Is $\operatorname{lcm}(a,\gcd(b,c))=\gcd(\operatorname{lcm}(a,b),\operatorname{lcm}(a,c))$

Solution 1:

One method that works in any gcd domain is to eliminate lcms using $\,{\rm lcm}(x,y) = xy/(x,y).\ $ Doing so and clearing denominators, then cancelling $a$ reduces it to

$$(a,b)(b,c)(c,a)\, =\, (a,b,c)(ab,bc,ca)$$

which is true since both sides $= (aab,aac,abb,abc,acc,bbc,bcc)$ by using "gcd polynomial arithmetic" (associate, commutative, distributive laws) to expand the products.

Solution 2:

Well its not elegant but let $a=\prod p_i^{a_i} $, $b=\prod p_i^ {b_i} $ and $c=\prod p_i^{ci} $ where $p_i $ are prime and the powers can be zero.

The power of the $p_i $ factor of $lcm (a,\gcd (b,c))$ is $T=\max (a_i,\min (b_i,c_i)) $

The power for $\gcd (lcm (a,b),lcm (a,c))$ is $S=\min (\max (a_i,b_i),\max (a_i,c_i)) $.

If $a_i$ is the least of the three then $T=\min (b_i,c_i) $ and $S=\min (b_i,c_i) $ so equality holds.

If $a_i $ is the most of the three $S=T=a_i $ and equality holds.
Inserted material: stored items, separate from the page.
PR #298, opened 2026-06-22
fix: Clarify shell restart needed after installation

redeux:
## Summary
After install, users are told to run `ana --help` but the command won't work until they restart their shell. This updates the final message to include restart instructions when the shell profile was modified.

Fixes #277


mattkram (approved):
Thanks!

If $a_i $ is strictly in between, then $a_i > \min (b_i,c_i) $ so $T=a_i $. Likewise one of $b_i$ or $c_i $ is greater than $a_i $ and the other smaller. So $a_i=$ one of the max pairs, but max of all three is the other max pair. So $S $ is the min of the pairs is $a_i $. So equality holds.